Step 2: (Optional) Check the Configuration File

If you're not sure, you can check if the configuration file is really modified correctly:

bash
cat /etc/systemd/system/ollama.service

Look for something like Environment="CUDA_VISIBLE_DEVICES=0" (or the other number you entered) in the output.

Step 3: (Script Already Done) Restart the Ollama Service

The script above has already executed the command to restart the service at the end:

bash
sudo systemctl daemon-reload
sudo systemctl restart ollama.service

If you manually modified the configuration file, or want to confirm again, you can manually run these two commands.

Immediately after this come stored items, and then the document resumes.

PR #3866, opened 2023-10-24
[IA-4574] add workspace id to get app

jdcanas:
For some reason we have this in listApp but not getApp which makes for some weird UI logic. Figured the more detailed GET should probably have this.


LizBaldo (approved):
Cool, I did not realize that this was already part of the GetAppResponse object, might as well return it indeed 👍 

One thing to triple check on your BEE though would be running a CoA, WDS apps, as we have been bitten by them using an old version of the leo client in the past

PR #3875, opened 2023-10-25
[WM-2238] Attach cloned managed identity and database to its app

salonishah11:
__Jira ticket__: https://broadworkbench.atlassian.net/browse/WM-2238

### What

While creating an app, for Shared apps that support cloning (currently only WORKFLOWS app), Leo will now check if Azure managed identity and "cloned" database for that app already exists in the workspace, and if found use those instead of creating new resources. If they don't exist, as before it will create new managed identity and database resources.

### Why

To support Workflow cloning

### Testing

I tested these changes in a BEE. Steps I executed:
- Create a new workspace
- Using WSM APIs, manually created
   - An Azure managed identity for WORKFLOWS app
   - A "cloned" CBAS database attached to the above created managed identity
- Launched WORKFLOWS app creation through UI

I was able to verify that Leo found the managed identity and cbas database and attached the app to it instead of creating new ones.

### Who tested and where

- [x] I validated this change 


http/src/main/scala/org/broadinstitute/dsde/workbench/leonardo/util/AKSInterpreter.scala
```diff
@@ -115,33 +116,39 @@ class AKSInterpreter[F[_]](config: AKSInterpreterConfig,
         }
       }
 
-      // Create WSM managed identity if shared app
+      wsmResourceApi <- buildWsmResourceApiClient
+
+      // Create or fetch WSM managed identity if shared app
       wsmManagedIdentityOpt <- app.samResourceId.resourceType match {
-        case SamResourceType.SharedApp =>
-          childSpan("createWsmIdentityResource").use { implicit ev =>
```
LizBaldo, line 121: Could you make sure to keep the childSpan to track the managed identity creation?

LizBaldo: Nvm, I spoke too fast and it is now built into the `createAzureManagedIdentity` function, all good :)

LizBaldo (approved):
LGTM, the renaming and comments are very clear, thanks so much! 😍 

The unit tests look comprehensive, but out of an abundance of caution could you also do a little regression test on your BEE and make sure that creating non shared apps will create a db and manage identity every time?

salonishah11:
jenkins retest

salonishah11:
@LizBaldo I tested out few additional scenarios in my BEE and they all work as expected:
- I manually created a "cloned" managed identity for WORKFLOWS app and "cloned" cbas database in a workspace. Leo was able to 
   - create managed identity for other shared app WDS as expected
   - create WDS database as expected
   - upon launching Workflows app from UI, Leo was able to attach the "cloned" managed identity to Workflows app and use "cloned" cbas database 
      - Leo was also able to create the other database "cromwellmetadata" as expected 
   - upon launching submission, Leo was also able to successfully create CROMWELL RUNNER app and its databases - cromwell and tes and attach "cromwellmetadata" reference database to runner app

- I created a new workspace and NO manual managed identity or database was created. Leo was able to
   - create WDS managed identity as expected
   - create WDS database as expected
   - upon launching Workflows app from UI,
      - create WORKFLOWS app managed identity 
      - create cbas and cromwellmetadata databases
  - upon launching a submission, Leo was also able to successfully create CROMWELL RUNNER app and its databases - cromwell and tes and attach "cromwellmetadata" reference database to runner app

http/src/main/scala/org/broadinstitute/dsde/workbench/leonardo/util/AKSInterpreter.scala
```diff
@@ -695,6 +704,19 @@ class AKSInterpreter[F[_]](config: AKSInterpreterConfig,
     }
   }
 
+  private[util] def createAzureManagedIdentity(app: App, namespacePrefix: String, workspaceId: WorkspaceId)(implicit
```
dillydally414, line 706: TOL, should these managed identities now be created with `COPY_DEFINITION` cloning instructions?

http/src/main/scala/org/broadinstitute/dsde/workbench/leonardo/util/AKSInterpreter.scala
```diff
@@ -115,33 +116,39 @@ class AKSInterpreter[F[_]](config: AKSInterpreterConfig,
...
+      wsmResourceApi <- buildWsmResourceApiClient
+
+      // Create or fetch WSM managed identity if shared app
       wsmManagedIdentityOpt <- app.samResourceId.resourceType match {
-        case SamResourceType.SharedApp =>
-          childSpan("createWsmIdentityResource").use { implicit ev =>
-            createWsmIdentityResource(app, namespacePrefix, params.workspaceId).map(_.some)
+        // for apps that support cloning, if a managed identity has already been created in the workspace
+        // use that otherwise create a new managed identity
+        case SamResourceType.SharedApp if doesAppTypeSupportCloning(app.appType) =>
```
rtitle: Just curious, do we need to check `doesAppTypeSupportCloning`? Could we just always try to retrieve an existing identity for the app type, and use it if it exists? Just thinking that might be more flexible, if we need to support other cloneable apps in the future.

http/src/main/scala/org/broadinstitute/dsde/workbench/leonardo/util/AKSInterpreter.scala
```diff
@@ -746,21 +768,47 @@ class AKSInterpreter[F[_]](config: AKSInterpreterConfig,
...
         ctx <- ev.ask
         wsmApi <- buildWsmControlledResourceApiClient
-        res <- appInstall.databases.collect { case d @ CreateDatabase(_, _) => d }.traverse { database =>
-          createWsmDatabaseResource(app, workspaceId, database, namespacePrefix, owner, wsmApi)
-        }
-      } yield res
+        controlledDbsForApp = appInstall.databases.collect { case d @ ControlledDatabase(_, _) => d }
+        // for apps that support cloning, retrieve databases that are might already be created in workspace
+        existingControlledDbsInWorkspace <-
+          if (doesAppTypeSupportCloning(app.appType))
```
rtitle: Same question about whether checking `doesAppTypeSupportCloning` is needed

rtitle (commented):
~Do you want to use this PR to change:~
```
.cloningInstructions(CloningInstructionsEnum.NOTHING)
```
~when creating the WSM database and identity?~

edit: answered above :)

http/src/main/scala/org/broadinstitute/dsde/workbench/leonardo/util/AKSInterpreter.scala
rtitle: +1 (just commented too) -- I think Leo should set clone instructions when creating identities and databases.

salonishah11: Based on my understanding we wanted to do this after changes were made to WSM to handle apps cloning. Is that not right? I had understood that if we create apps and identities with `COPY_DEFINITION` and WSM doesn't have cloning implemented things might break and so the plan was to make this change after WSM work.

http/src/main/scala/org/broadinstitute/dsde/workbench/leonardo/util/AKSInterpreter.scala
salonishah11: I had thought about this and added `doesAppTypeSupportCloning` check to avoid unnecessary calls to WSM for other apps that don't support cloning. But I am happy to remove that change if you think it is overkill.

http/src/main/scala/org/broadinstitute/dsde/workbench/leonardo/util/AKSInterpreter.scala
rtitle: Ohh that makes total sense. Thanks 👍

http/src/main/scala/org/broadinstitute/dsde/workbench/leonardo/util/AKSInterpreter.scala
rtitle: I think I would value less complexity/maintenance over optimization in this case. These are all async operations, and we are already making a ton of requests to WSM.

rtitle (approved):
Looks good -- just had the 1 comment about `doesAppTypeSupportCloning`

http/src/main/scala/org/broadinstitute/dsde/workbench/leonardo/util/AKSInterpreter.scala
salonishah11: Sounds good. I will remove that check.

http/src/main/scala/org/broadinstitute/dsde/workbench/leonardo/util/AKSInterpreter.scala
dillydally414: I guess this depends on what order things merge in (if we merge in an incomplete version of database cloning). But otherwise it shouldn't cause an issue since we only are trying to clone resources specifically enumerated in WSM, and we can just wait to include those resources in WSM until they are fully ready to be cloned (with the last piece of database cloning). The alternative is that we have another small PR later in Leo to send the new clone instructions, and all apps created between now and then would not be cloneable... open to further discussion tomorrow!

http/src/main/scala/org/broadinstitute/dsde/workbench/leonardo/util/AKSInterpreter.scala
```diff
@@ -115,33 +115,37 @@ class AKSInterpreter[F[_]](config: AKSInterpreterConfig,
...
-      // Create WSM managed identity if shared app
+      wsmResourceApi <- buildWsmResourceApiClient
+
+      // Create or fetch WSM managed identity if shared app
       wsmManagedIdentityOpt <- app.samResourceId.resourceType match {
         case SamResourceType.SharedApp =>
-          childSpan("createWsmIdentityResource").use { implicit ev =>
-            createWsmIdentityResource(app, namespacePrefix, params.workspaceId).map(_.some)
+          // if a managed identity has already been created in the workspace use that otherwise create a new managed identity
+          retrieveWsmManagedIdentity(wsmResourceApi, app.appType, params.workspaceId.value).flatMap {
```
dillydally414, line 124: TOL, non-blocking: would it be better to pass in the expected identity name to both `retrieve` and `create`, so we are not duplicating the `id<appname>` name schema and introducing a chance they get out of sync?

dillydally414 (approved):

http/src/main/scala/org/broadinstitute/dsde/workbench/leonardo/util/AKSInterpreter.scala
salonishah11: Yeah good point. I will extract that into a function.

Step 4: Verify that the GPU is Working

Same as Windows:

  1. Run an Ollama model: ollama run llama3
  2. In another terminal window, run nvidia-smi and observe the GPU utilization, VRAM usage, and process list. Seeing Ollama using the GPU means it's working correctly!

Now, your Ollama should have successfully switched to GPU acceleration mode! Try it out and feel the leap in AI inference speed!